<<<<

PR #5285, opened 2025-07-31
fix local ModalitiesInStudy check

rodrigobasilio2022:
### Context

When using /local path, the ModalitiesInStudy is not read properly as /local does not communicate with a server. Also only the  SeriesInstanceUID is read correctly, sothis PR uses the instances[0] metadata to read the Modality correctly

#### PR

#### Code

  etc.)

  additions or removals.

#### Tested Environment

- [] OS: 
- [] Node version: 
- [] Browser:
  


platform/core/src/services/HangingProtocolService/HangingProtocolService.ts
```diff
@@ -77,15 +77,25 @@ export default class HangingProtocolService extends PubSubService {
...
-        metadata.ModalitiesInStudy ??
-        (metadata.series || []).reduce((prev, curr) => {
-          const { Modality } = curr;
-          if (Modality && prev.indexOf(Modality) == -1) {
-            prev.push(Modality);
-          }
-          return prev;
-        }, []),
+      callback: metadata => {
+        if (Array.isArray(metadata.ModalitiesInStudy) && metadata.ModalitiesInStudy.length > 0) {
```
wayfarer3130: if (metadata.ModalitiesInStudy?.length)   is a sufficient check as it will be undefined/null or an array

platform/core/src/services/HangingProtocolService/HangingProtocolService.ts
```diff
@@ -77,15 +77,25 @@ export default class HangingProtocolService extends PubSubService {
...
+          return metadata.ModalitiesInStudy;
+        }
+        if (Array.isArray(metadata.series)) {
```
wayfarer3130, line 85: Can you extract the logic for modalities in study calculation to a utility?  Really, no one cares about it beyond it beyond the name, so it reduces the complexity of HangingProtocolService to not have it calculated inline.
Also,
metadata.series.map(ser => ser.Modality).reduce( ... ) makes it a bit clearer.

platform/core/src/services/HangingProtocolService/HangingProtocolService.ts
```diff
@@ -19,6 +19,26 @@ const DEFAULT_VIEWPORT_OPTIONS: HangingProtocol.ViewportOptions = {
...
 };
 
+/**
+ * Returns an array of unique values for the given attribute from a series array.
+ * If the attribute is not present on the series, attempts to get it from the first instance.
+ * @param {Array} series - The series array to extract attributes from.
+ * @param {string} attribute - The attribute name to extract.
+ * @returns {Array} Array of unique attribute values.
+ */
+function getUniqueAttributeFromSeries(series, attribute) {
```
wayfarer3130: Can you move this to the utilities, can call it getUniqueAttributeFromList
This is a generally useful function and it shouldn't stay embedded in the hanging protocol service.

wayfarer3130 (approved):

>>>>

Output every line of the listing exactly as written.

§ SOLUTION TO THIS EXERCISE:
PR #5285, opened 2025-07-31
fix local ModalitiesInStudy check

rodrigobasilio2022:
### Context

When using /local path, the ModalitiesInStudy is not read properly as /local does not communicate with a server. Also only the  SeriesInstanceUID is read correctly, sothis PR uses the instances[0] metadata to read the Modality correctly

#### PR

#### Code

  etc.)

  additions or removals.

#### Tested Environment

- [] OS: 
- [] Node version: 
- [] Browser:
  


platform/core/src/services/HangingProtocolService/HangingProtocolService.ts
```diff
@@ -77,15 +77,25 @@ export default class HangingProtocolService extends PubSubService {
...
-        metadata.ModalitiesInStudy ??
-        (metadata.series || []).reduce((prev, curr) => {
-          const { Modality } = curr;
-          if (Modality && prev.indexOf(Modality) == -1) {
-            prev.push(Modality);
-          }
-          return prev;
-        }, []),
+      callback: metadata => {
+        if (Array.isArray(metadata.ModalitiesInStudy) && metadata.ModalitiesInStudy.length > 0) {
```
wayfarer3130: if (metadata.ModalitiesInStudy?.length)   is a sufficient check as it will be undefined/null or an array

platform/core/src/services/HangingProtocolService/HangingProtocolService.ts
```diff
@@ -77,15 +77,25 @@ export default class HangingProtocolService extends PubSubService {
...
+          return metadata.ModalitiesInStudy;
+        }
+        if (Array.isArray(metadata.series)) {
```
wayfarer3130, line 85: Can you extract the logic for modalities in study calculation to a utility?  Really, no one cares about it beyond it beyond the name, so it reduces the complexity of HangingProtocolService to not have it calculated inline.
Also,
metadata.series.map(ser => ser.Modality).reduce( ... ) makes it a bit clearer.

platform/core/src/services/HangingProtocolService/HangingProtocolService.ts
```diff
@@ -19,6 +19,26 @@ const DEFAULT_VIEWPORT_OPTIONS: HangingProtocol.ViewportOptions = {
...
 };
 
+/**
+ * Returns an array of unique values for the given attribute from a series array.
+ * If the attribute is not present on the series, attempts to get it from the first instance.
+ * @param {Array} series - The series array to extract attributes from.
+ * @param {string} attribute - The attribute name to extract.
+ * @returns {Array} Array of unique attribute values.
+ */
+function getUniqueAttributeFromSeries(series, attribute) {
```
wayfarer3130: Can you move this to the utilities, can call it getUniqueAttributeFromList
This is a generally useful function and it shouldn't stay embedded in the hanging protocol service.

wayfarer3130 (approved):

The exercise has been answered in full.